Archived from groups: microsoft.public.win2000.security (More info?)

has this changed recently? it is common to see different totals because of
how the memory is counted. it may also be that some memory is allocated by
bios to shared video, dma, bios shaddowing, etc that windows doesn't count.

<anonymous@discussions.microsoft.com> wrote in message
news:214f01c47cc4$4e44c320$a601280a@phx.gbl...
> I mistyped.
>
> that should be 456 K Bytes and 768 Meg.
>
> I know because at POST I get a count up to 786432KB
>
> when I use tools (including properties on My Computer) I
> am reports as having 785976 KB.
>
> >-----Original Message-----
> >how do you know you are missing 456 bytes?? and what has
> 768k??? those are
> >both tiny pieces of memory these days.
> >
> >"Don Glover" <corwyn@kolvir.com> wrote in message
> >news:1fce01c47ca5$e9d05850$a401280a@phx.gbl...
> >> I am suspicious my win 2k server has a virus, but two
> >> different virus checkers are not locating it. My only
> >> sources of evidence are a recent crashing of services
> and
> >> 456 bytes of memory missing (from my 768k) I completely
> >> swapped out the memory for fresh memory and the 456
> bytes
> >> are still missing.
> >>
> >> Any suggestions on how to proceed?
> >
> >
> >.
> >

 

[Guest]

Archived from groups: microsoft.public.win2000.security (More info?)

Yes, I beleive it has changed recently.
>-----Original Message-----
>has this changed recently? it is common to see different
totals because of
>how the memory is counted. it may also be that some
memory is allocated by
>bios to shared video, dma, bios shaddowing, etc that
windows doesn't count.
>
><anonymous@discussions.microsoft.com> wrote in message
>news:214f01c47cc4$4e44c320$a601280a@phx.gbl...
>> I mistyped.
>>
>> that should be 456 K Bytes and 768 Meg.
>>
>> I know because at POST I get a count up to 786432KB
>>
>> when I use tools (including properties on My Computer) I
>> am reports as having 785976 KB.
>>
>> >-----Original Message-----
>> >how do you know you are missing 456 bytes?? and what
has
>> 768k??? those are
>> >both tiny pieces of memory these days.
>> >
>> >"Don Glover" <corwyn@kolvir.com> wrote in message
>> >news:1fce01c47ca5$e9d05850$a401280a@phx.gbl...
>> >> I am suspicious my win 2k server has a virus, but two
>> >> different virus checkers are not locating it. My only
>> >> sources of evidence are a recent crashing of services
>> and
>> >> 456 bytes of memory missing (from my 768k) I
completely
>> >> swapped out the memory for fresh memory and the 456
>> bytes
>> >> are still missing.
>> >>
>> >> Any suggestions on how to proceed?
>> >
>> >
>> >.
>> >
>
>
>.
>

 

[Guest]

Archived from groups: microsoft.public.win2000.security (More info?)

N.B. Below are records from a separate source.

PR #1448, opened 2025-03-18
chore: allow dependencies to be built with pnpm v10

odockal:
### What does this PR do?
Explicitly state the dependencies with build scripts to execute during ie. install lifecycle phase in pnpm v10. This will enable to e2e tests to run.

We have alternatives, I went with the minimal working solution, other options:
```
"onlyBuiltDependencies": ["electron", "@biomejs/biome", "esbuild", "svelte-preprocess"] -> building those that appeared on the warning
OR
"neverBuiltDependencies": [] -> to build any
```
When I run `pnpm approve-builds` locally, it updated pnpm-workspace.yaml file instead of package.json.
https://github.com/podman-desktop/extension-bootc/issues/1447

### How to test this PR?
E2E tests should be passing now.

### DIFF
--- a/package.json
+++ b/package.json
@@ -80,7 +80,8 @@
   "pnpm": {
     "overrides": {
       "vite>esbuild": "^0.25.0"
-    }
+    },
+    "neverBuiltDependencies": []
   },
   "packageManager": "pnpm@9.10.0+sha512.73a29afa36a0d092ece5271de5177ecbf8318d454ecd701343131b8ebc0c1a91c487da46ab77c8e596d6acf1461e3594ced4becedf8921b074fbd8653ed7051c"
 }


benoitf (changes requested):
electron should not be a 'known' dependency from the extension pov

odockal:
Until it is resolved in the core [Refactor the type of dependency for electron tests-playwright package](https://github.com/podman-desktop/podman-desktop/issues/11859), we cannot do much in the PR now.

benoitf:
@odockal 

well you could add

If you want the old pre v10 behaviour, so you want to allow all dependencies to run postinstall scripts, then add this to your package.json:

```json
{
  "pnpm": {
    "neverBuiltDependencies": []
  }
}
```

and it'll be like pnpm 9.x

package.json
```diff
@@ -7,7 +7,7 @@
   "publisher": "redhat",
   "private": true,
   "engines": {
-    "node": ">=20.9.0",
+    "node": ">=22.0.0",
```
jeffmaury, line 10: Seems unrelated

benoitf (approved):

Look in Event Viewer for any clues as to why you are having problems with
services.

Also use some tools to see if you can find any unknown processes or startup
programs. SysInternals has some tools that can do that such as TCPView, Process
Explorer, and Autoruns. If you are unsure of a process, try to compare to a like
configured known clean computer and beware of processes that do not have a
publisher name associated with them and search Google for processes/files you
want more information on. Make sure to scan with the latest virus definitions
from the publishers website and there are also free online scans. If web
browsing was done on that server, it should be scanned for parasites with
something like AdAware. --- Steve

http://www.sysinternals.com/ntw2k/freeware/procexp.shtml
http://security.symantec.com/sscv6/default.asp?productid=symhome&langid=ie&venid=sym
-- online virus scan


"Don Glover" <corwyn@kolvir.com> wrote in message
news:1fce01c47ca5$e9d05850$a401280a@phx.gbl...
> I am suspicious my win 2k server has a virus, but two
> different virus checkers are not locating it. My only
> sources of evidence are a recent crashing of services and
> 456 bytes of memory missing (from my 768k) I completely
> swapped out the memory for fresh memory and the 456 bytes
> are still missing.
>
> Any suggestions on how to proceed?